Heiße Konkurrenz für BMW R 1200 GS

Honda Africa Twin: Die Legende kehrt zurück
Honda hat die Africa Twin neu aufgelegt © Honda

Für viele war die African Twin das Motorrad schlechthin. 16 Jahre nach dem Produktionsende der ersten Auflage hofft Honda mit der aktuellen Reisenduro auf ähnliche Erfolge – in Deutschland aber erst ab dem kommenden Jahr.

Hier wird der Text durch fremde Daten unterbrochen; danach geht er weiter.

PR #5847, opened 2022-09-27
fix(ui5-segmented-button): align click and hold behaviour

tsanislavgatev:
fixes: https://github.com/SAP/ui5-webcomponents/issues/5390

### DIFF
--- a/packages/main/src/SegmentedButton.js
+++ b/packages/main/src/SegmentedButton.js
@@ -190,7 +190,8 @@ class SegmentedButton extends UI5Element {
 	}
 
 	_selectItem(event) {
-		if (event.target.disabled || event.target === this.getDomRef()) {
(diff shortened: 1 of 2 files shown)


packages/main/src/SegmentedButton.js
```diff
@@ -210,6 +212,11 @@ class SegmentedButton extends UI5Element {
 		return this;
 	}
 
+	_onmouseup(event) {
```
unazko, line 215: Currently we could trigger mousedown on an SegmentedButtonItem and finish with a mouse up over another. 
This would result into the last SegmentedButtonItem receiving focus and selection without a mousedown over it.
In order to be compliant with how other buttons behave we shouldn't trigger selection and focus on mouse up,
but rather trigger focus on mouse down and trigger selection only of mousedown and mouseup are executed over a single element.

Die gute Nachricht: Bis Ende April haben die deutschen Honda-Händler nach Angaben des Industrieverbandes Motorrad (IVM) bereits 1470 Stück der neuen Africa Twin zulassen können – Rang zwei hinter der „ewigen“ BMW R 1200 GS. Die schlechte Nachricht: Bis zum Ende des Jahres wird die Zahl nicht höher als auf 2550 steigen können, denn so viele Fahrzeuge konnte Honda Deutschland fürs erste Jahr in Japan bestellen.

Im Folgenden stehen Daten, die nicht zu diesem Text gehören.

Issue #6249, opened 2023-01-05
Clearing the value of Multi-Input does not work constantly 


i069626:
### **Bug Description**
When the Multi-Input control is used, choosing an item from the list sets the 'value' attribute. Setting the value to an empty string does not clear the value after.

### **Expected Behavior**
When event.target.value is set to empty string ("") then the value inside the Multi-Input should be reset

### **Steps to Reproduce**
1. Go to [this example](https://codesandbox.io/s/ui5-webcomponents-forked-6iefxr?file=/index.html)
2. Without typing anything click on the value-help-icon
3. Choose any country from the list. 
4. Notice that the country is repeated in the text box.
5. Check the code in the JS file and verify that event.target.value is set to "".
6. Choosing multiple values will randomly sometimes clear and not clear the input field

### **Isolated Example**
https://codesandbox.io/s/ui5-webcomponents-forked-6iefxr?file=/index.html

### **Context**
- UI5 Web Components version: 1.9.x
- OS/Platform: Mac
- Browser: Chrome and Safari were tested
- Affected component: Multi-Input

### **Log Output / Stack Trace / Screenshots**
First load and click value-help -
![image](https://user-images.githubusercontent.com/22188051/210843601-205a9743-ba76-42a4-bba6-820cff7fcf55.png)

Then choose a country -
![image](https://user-images.githubusercontent.com/22188051/210843691-9c514cb2-8df6-4443-95db-ac33b0253c24.png)

Note that the country is now tokenized and also seen in value -
![image](https://user-images.githubusercontent.com/22188051/210843781-469541cd-1391-4900-9dd6-07d9ad265f70.png)

Also note that post tokenization the value is set to empty string -
![image](https://user-images.githubusercontent.com/22188051/210844326-83d2ee17-3f6d-40b5-96e1-0bc891d324ab.png)

### **Priority**
- [ ] Low
- [x] Medium
- [ ] High
- [ ] Very High

The priority indicates the severity of the issue. To set the appropriate priority consider the following criteria:
- Breaks entire application or system - High or Very High
- Accessibility issue - Medium or High
- Functional issue - Medium or High
- Visual issue - Low or Medium

**Note:** The priority might be re-evaluated by the issue processor.

### **Stakeholder Info** (if applicable)

- Organization: Ariba Forms
- Business impact: NA

tsanislavgatev:
Hello colleagues,

Can you please take a look at this issue?
[...]

PR #6417, opened 2023-02-03
fix(ui5-input): remove field value when cleared in change event handler

MapTo0:
FIXES: #6249


elenastoyanovaa (changes requested):
Could you please add a test?

packages/main/src/Input.ts
```diff
@@ -780,6 +783,19 @@ class Input extends UI5Element implements SuggestionComponent, IFormElement {
 		} else {
 			this.closePopover();
 		}
+
+		if (this._performTextSelection) {
+			// modify DOM directly due to some issues with lit rendering
```
elenastoyanovaa, line 788: Could you please write something more specific, as this comment is not that useful?

packages/main/test/pages/Input.html
```diff
@@ -332,6 +332,11 @@ <h3>Input in a Dialog</h3>
 
 	<h3>Short Input With Centered Text</h3>
 	<ui5-input class="short" value="244"></ui5-input>
+	<ui5-input id="change-event-value" show-suggestions>
```
elenastoyanovaa, line 335: This input field is just pasted in the middle of the test page next to some input. Please be consistent and add it somewhere separately and add a label or a title on top of it to indicate what could be tested here.

packages/main/test/pages/MultiInput.html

Bleibt der deutsche Motorradmarkt auf dem gegenwärtigen Wachstumskurs von 2,2 Prozent, wird die Honda ihren zweiten Platz kaum halten können. Wer die mit Einliter-Zweizylinderreihenmotor (70 kW/95 PS) ausgerüstete CRF1000L Africa Twin gefahren hat, vermag den Run der Honda-Freunde auf dieses Bike durchaus nachzuvollziehen.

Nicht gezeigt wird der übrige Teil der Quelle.